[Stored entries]
-----

PR #12229, opened 2021-04-18
Prevent TypeScript Compiler from erroring out due to lib checks

ahocevar:
Fixes a build issue when running `npm run build-package` caused by dependencies:
```
node_modules/@types/eslint/index.d.ts:302:41 - error TS2724: '"/Users/ahocevar/projects/openlayers/node_modules/@types/estree/index"' has no exported member named 'ChainExpression'. Did you mean 'ThisExpression'?

302         ChainExpression?: (node: ESTree.ChainExpression & NodeParentExtension) => void;
                                            ~~~~~~~~~~~~~~~

node_modules/@types/eslint/index.d.ts:325:42 - error TS2694: Namespace '"/Users/ahocevar/projects/openlayers/node_modules/@types/estree/index"' has no exported member 'ImportExpression'.

325         ImportExpression?: (node: ESTree.ImportExpression & NodeParentExtension) => void;
                                             ~~~~~~~~~~~~~~~~


Found 2 errors.
```

### DIFF
--- a/config/tsconfig-build.json
+++ b/config/tsconfig-build.json
@@ -51,11 +51,12 @@
     // "sourceRoot": "",                      /* Specify the location where debugger should locate TypeScript files instead of source locations. */
     // "mapRoot": "",                         /* Specify the location where debugger should locate map files instead of generated locations. */
     // "inlineSourceMap": true,               /* Emit a single file with source maps instead of having a separate file. */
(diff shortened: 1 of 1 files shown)


tschaub:
I think this might happen if you are using npm < 7.  In that case, I think we don't get the right version of `@types/estree` installed.

Actually, now that I'm looking at the `package-lock.json`, perhaps this isn't the issue - but it feels familiar and maybe related.

ahocevar:
I am using npm 7, but I may have messed up package-lock.json in #12224.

-----

* Task description
How many lines in the records hold the string "NodeParentExtension"? Answer with only that number.

* Written solution
2